═══ Dataset content

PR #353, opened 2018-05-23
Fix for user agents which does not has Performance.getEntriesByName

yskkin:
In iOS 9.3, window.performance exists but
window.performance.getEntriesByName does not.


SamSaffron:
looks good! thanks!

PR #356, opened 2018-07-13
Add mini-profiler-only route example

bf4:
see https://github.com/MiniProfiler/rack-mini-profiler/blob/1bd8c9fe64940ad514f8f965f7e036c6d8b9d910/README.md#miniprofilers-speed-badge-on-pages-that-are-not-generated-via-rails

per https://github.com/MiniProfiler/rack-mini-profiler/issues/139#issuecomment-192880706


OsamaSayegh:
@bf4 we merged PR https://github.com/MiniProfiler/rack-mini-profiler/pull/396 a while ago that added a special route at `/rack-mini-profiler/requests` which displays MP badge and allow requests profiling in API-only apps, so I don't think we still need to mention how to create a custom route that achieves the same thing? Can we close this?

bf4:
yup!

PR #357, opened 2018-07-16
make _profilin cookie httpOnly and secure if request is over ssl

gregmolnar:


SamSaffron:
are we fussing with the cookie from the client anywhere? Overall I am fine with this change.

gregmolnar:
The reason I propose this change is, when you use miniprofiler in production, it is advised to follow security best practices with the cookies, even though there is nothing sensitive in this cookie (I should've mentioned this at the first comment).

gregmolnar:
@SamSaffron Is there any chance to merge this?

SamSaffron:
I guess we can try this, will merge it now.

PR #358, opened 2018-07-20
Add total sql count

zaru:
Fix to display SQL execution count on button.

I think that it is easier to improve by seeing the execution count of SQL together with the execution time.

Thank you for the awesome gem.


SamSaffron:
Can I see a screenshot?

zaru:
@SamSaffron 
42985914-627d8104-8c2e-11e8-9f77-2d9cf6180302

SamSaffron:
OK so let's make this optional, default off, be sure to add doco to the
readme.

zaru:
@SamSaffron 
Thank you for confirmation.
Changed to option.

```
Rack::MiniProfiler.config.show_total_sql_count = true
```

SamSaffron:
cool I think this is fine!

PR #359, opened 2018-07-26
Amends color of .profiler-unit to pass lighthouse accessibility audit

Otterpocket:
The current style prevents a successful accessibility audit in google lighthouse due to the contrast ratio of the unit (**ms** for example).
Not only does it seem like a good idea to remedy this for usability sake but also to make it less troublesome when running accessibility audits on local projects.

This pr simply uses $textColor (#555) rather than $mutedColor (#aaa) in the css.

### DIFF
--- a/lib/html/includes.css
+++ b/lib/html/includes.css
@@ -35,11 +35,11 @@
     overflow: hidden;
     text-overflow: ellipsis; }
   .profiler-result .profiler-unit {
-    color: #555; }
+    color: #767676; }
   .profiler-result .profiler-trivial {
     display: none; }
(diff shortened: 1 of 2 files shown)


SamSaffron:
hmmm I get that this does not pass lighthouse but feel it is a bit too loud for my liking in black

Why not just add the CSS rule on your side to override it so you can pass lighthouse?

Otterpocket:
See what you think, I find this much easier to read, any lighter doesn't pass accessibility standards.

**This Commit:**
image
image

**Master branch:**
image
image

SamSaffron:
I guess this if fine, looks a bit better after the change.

══════

Count up the lines of the data that include "when". Reply with a number only.

→ **Output of the task**: 2